Re-review after rebase (head 90eb83ba8)
✅ Prior blockers resolved
- B1:
test_runner.py:191preservesfeature_cp2sh_softfork.pyinBASE_SCRIPTS✓ - B2:
daily-test.yml:551injects-DCP2SH_ACTIVATION_TEST_HEIGHT=120for all native builds;:698runs--debugscriptsin the Debug branch ✓ - Rebase clean (merge base now
54a27e153, diff scope 10 files / +472 / -163)

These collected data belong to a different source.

PR #347, opened 2022-10-29
Check types are referenced in DocC

sjavora:
This is a plugin that checks whether all top-level public types are mentioned in the DocC bundle. This should prevent the generated documentation from showing undocumented types on the main page. This only works for types, not (free) functions!


PavelHolec (approved):
Nice 👍

sjavora:
Of course, this won't pass until somebody writes something about `TextRepresentable` 😉 

Screenshot 2022-10-29 at 17 22 15

PavelHolec:
We could update the comment to this for now

```
/// A type representable as `SwiftUI.Text`.
```

Issue #173, opened 2022-06-13
Use native SwiftUI environment keys


PavelHolec:
Some components might use existing environment keys or modifiers in favour of parameters.

#### Available related environment keys

- #401
- #404 
  - `lineLimit`, `lineSpacing`, `multilineTextAlignment `, `textCase`, `truncationMode `: could be used in Text/Heading to be able to inject text-based modifiers inside.
  - A `font` override could be supported as well.
- `defaultMinListRowHeight`
  - can be used to support ListChoice
- `accessibilityReduceMotion`
  - should be respected whenever we do animations
  - ~~can be also used in snapshot test code to force non-animated version~~ - This environment key is read-only 🤷 
- `tint`
  - can be used to override the accent color of some elements (`button`, `checkbox`, `switch`)

#### iOS14+ modifiers
- `isFocused` (iOS14+)
  - could be used whenever we have similar flag or enum
  - works correctly on `InputField` when used from iOS14+ client
- `controlSize` (iOS15+)
  - could be used for sizing Badges or Buttons (whenever we have size enum)

#### Related modifiers
- `foregroundColor()` and `tint()` (iOS15+): 
  - write-only modifier 🤷 Can be partially [accessed](https://kylehugh.es/documents/how-to-read-foreground-and-tint-colors-in-swiftui-views/) by:
    - `ForegroundShapeStyle()`
    - `TintShapeStyle()`
    - But we cannot access the underlying UIKit color that we need for the TextLink overlay or other formatting implementation

sjavora:
https://www.fivestars.blog/articles/swiftui-environment-values/

PR #351, opened 2022-11-01
Support text formatting for `Heading`

PavelHolec:
Removed the forced uppercasing of lvl6 title (it would not work together with formatting anyway).

image

Concatenated

image

### DIFF
--- a/Sources/Orbit/Components/Heading.swift
+++ b/Sources/Orbit/Components/Heading.swift
@@ -8,13 +8,15 @@ public struct Heading: View {
 
     @Environment(\.sizeCategory) var sizeCategory
 
-    let label: String
+    let content: String
     let style: Style
     let color: Color?
+    let lineSpacing: CGFloat?
     let alignment: TextAlignment
+    let accentColor: UIColor
 
     public var body: some View {
-        if updatedLabel.isEmpty == false {
+        if content.isEmpty == false {
             text(sizeCategory: sizeCategory)
                 .multilineTextAlignment(alignment)
                 .fixedSize(horizontal: false, vertical: true)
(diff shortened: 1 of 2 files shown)


Sources/Orbit/Components/Heading.swift
```diff
@@ -23,54 +25,77 @@ public struct Heading: View {
...
 
 // MARK: - Inits
 public extension Heading {
 
     /// Creates Orbit Heading component.
+    ///
+    /// - Parameters:
+    ///   - content: String to display. Supports html formatting tags `<strong>`, `<u>`, `<ref>`.
+    ///   - style: Heading style.
+    ///   - color: Font color. Can be set to `nil` and specified later using `.foregroundColor()` modifier.
```
sjavora, line 50: Hmm why do we have the parameter then? Do you want to switch to the "native" way of doing it everywhere at once?

PavelHolec: It is a tricky thing that I did not yet found a better solution for. While it seems it could be solved by !173, the main current issue is that our Text and Heading have a default color set to a specific Orbit color (inkDark), so that a caller does not need to remember specifying it every time with a `foregroundColor` modifier. 

Problem is, what I believe is a SwiftUI bug, that whenever `foregroundColor` is already applied once (inside the component), it cannot be overridden further (at a call site). So we cannot easily say "use default inkDark, but then let call site override it". That's why the current "duplicate" approach exists.

sjavora: I'd add that explanation to #173, if it's not already mentioned somewhere else.

sjavora (approved):

PR #356, opened 2022-11-02
Make `AccessibilityID` reusable and extensible by client

### LINKED ISSUE #301: Should `Select` use `.accessibility(.inputValue)`?
While writing some page objects for UI tests, I noticed that `Select` uses `.accessibility(.inputValue)`... but `Select` is not an input... is this a copy/paste error is it intended? I'd create `.selectValue` rather than reuse `.inputValue`...

cc @PavelHolec

PavelHolec:
Should also fix #301


Sources/Orbit/Support/Accessibility/AccessibilityID.swift
```diff
@@ -1,56 +1,72 @@
...
+    static let tileDisclosureIcon: Self             = "orbit.tile.disclosure.icon"
+
+    public let rawValue: RawValue
+
+    public init(rawValue: String) {
+        self.rawValue = rawValue
+    }
+}
+
+extension AccessibilityID: ExpressibleByStringLiteral {
```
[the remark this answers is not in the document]
PavelHolec: Agree, reverted. 

Also introduced the iOS14 preferred `accessibilityModifier` parameter.

Sources/Orbit/Support/Accessibility/AccessibilityID.swift
```diff
@@ -1,57 +1,73 @@
...
-    case tileTitle                      = "orbit.tile.title"
-    case tileIcon                       = "orbit.tile.icon"
-    case tileDescription                = "orbit.tile.description"
-    case tileDisclosureButtonLink       = "orbit.tile.disclosure.buttonlink"
-    case tileDisclosureIcon             = "orbit.tile.disclosure.icon"
+///
+/// Can be extended to provide custom accessibility identifiers.
+public struct AccessibilityID: RawRepresentable {
+
+    static let alertButtonPrimary           = Self(rawValue: "orbit.alert.button.primary")
```
sjavora, line 8: What about moving the acutal definitions to an extension? That way, it will be the same as in clients and the primary declaration can focus on `RawRepresentable` only.

Sources/Orbit/Support/Accessibility/AccessibilityID.swift
```diff
@@ -1,57 +1,73 @@
...
+    @available(iOS 14.0, *)
+    func accessibilityIdentifier(_ accessibilityID: AccessibilityID) -> some View {
+        self.accessibilityIdentifier(accessibilityID.rawValue)
+    }
 
-    /// Uses the specified Orbit identifier to identify the view inside a component.
-    func accessibility(_ identifier: AccessibilityID) -> some View {
-        self.accessibility(identifier: identifier.rawValue)
+    /// Uses the specified identifier to identify the view inside a component.
+    @available(iOS, introduced: 13.0, deprecated: 100000.0, renamed: "accessibilityIdentifier(_:)")
```
sjavora, line 69: Shouldn't that be `deprecated: 14.0`? 🤔

Sources/Orbit/Support/Accessibility/AccessibilityID.swift
PavelHolec: Good idea - and it can probably go as extension in each component file separately, right?

PavelHolec: Like so?

image

sjavora: Why not, although are there no cases where an identifier is used in multiple files?

Sources/Orbit/Support/Accessibility/AccessibilityID.swift
PavelHolec: I copied the SwiftUI declaration, but it is true that we now specify it exactly. According to docs, it should be 16.1, right?

https://developer.apple.com/documentation/swiftui/presentedwindowcontent/accessibility(identifier:)

Sources/Orbit/Support/Accessibility/AccessibilityID.swift
PavelHolec: Did not happen so far. Even if yes, it would be defined in the component it primarily belongs to.

sjavora (approved):
Nice.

🚨 New blocker — Smoke Test #600 fails on 4/6 jobs
Commit 2f66ee7ae rewrote test_framework/blocktools.py::create_tx_with_large_script to emit OP_RETURN [MAX_SCRIPT_SIZE - 10] (≈10 KB). MAX_OP_RETURN_RELAY defaults to 83 bytes (src/script/standard.h:42), so the tx is rejected by mempool standardness unless -datacarriersize=10000 is set.
Only one of three callers was updated:
| Caller | Updated? |
|---|---|
test/functional/feature_pruning.py |
✅ adds -datacarriersize=10000 |
test/functional/feature_largeblocksize.py |
❌ — causes the Smoke Test failure (AssertionError: <txid> not found in mempool at line 102) |
test/functional/feature_reindex.py |
❌ — masked by --failfast, but same vector |
Fix: pass -datacarriersize=10000 to nodes in feature_largeblocksize.py::set_test_params and feature_reindex.py (same pattern as feature_pruning.py).
Failing jobs: Linux x86_64, macOS ARM64, macOS x86_64, Linux ARM64.
…largeblocksize to allow large scripts and thereafter large transactions
Move the functional tests in debug mode to extended tests as debug mode CI does not run the tests at all. So some errors like debug lock order were missed in the previous testing of v0.7.2 changes. Non-standard scripts used in the debug mode are changed to other standard scripts.
A new CI runs every week to verify the long running tests like feature_pruning.